PR #2288, opened 2023-07-22
DoenetML errors and warnings

dqnykamp:


dqnykamp:
Note: this is the second PR in a series of two PRs, building off of part 1: #2287.  The first n commits (currently 6, but I'll rebase as more come in) are part of #2287 rather than this PR.

src/Core/components/SubsetOfRealsInput.js
```diff
@@ -1456,14 +1456,12 @@ function parseValueIntoSubset({ inputString, format, variable }) {
     try {
       expression = me.fromLatex(inputString);
     } catch (e) {
-      console.warn(`Invalid latex for subsetOfRealsInput: ${inputString}`);
```
jaltekruse, line 1459: Was there a reason to not convert this warning to the new system?

src/Core/Core.js
```diff
@@ -2508,6 +2778,24 @@ export default class Core {
         shadowingComposite: true,
       });
 
+      let doenetMLrange = compositeMediatingTheShadow.doenetMLrange;
```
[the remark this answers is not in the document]
dqnykamp: Actually, I can apply a new function `this.gatherErrorsAndAssignDoenetMLRange` in 7 places.

src/Core/components/SubsetOfRealsInput.js
dqnykamp: Because it is called inside a getter for the default value of a state variable (line 134), and I don't know how to connect that call context to the warning system.  It's in a getter because I don't want to do the computations to parse the mathematics unless it is needed (on the first pass through when the value isn't otherwise determined).

I could refactor it into a separate state variable, so that at least it would get parsed only once (rather than on every interaction with the tool), but I didn't feel it was worth it.

I ended up getting rid of a lot of warnings for when math cannot be parsed, because I felt they were happening all the time and I didn't find them useful (by looking in the console). Hard to know, so I took the easy route for now.

jaltekruse (approved):
+1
========
- _Directions for this task_:
Wherever a line in the entries above holds "warnings", copy that line.

- _Written reply_:
DoenetML errors and warnings
I ended up getting rid of a lot of warnings for when math cannot be parsed, because I felt they were happening all the time and I didn't find them useful (by looking in the console). Hard to know, so I took the easy route for now.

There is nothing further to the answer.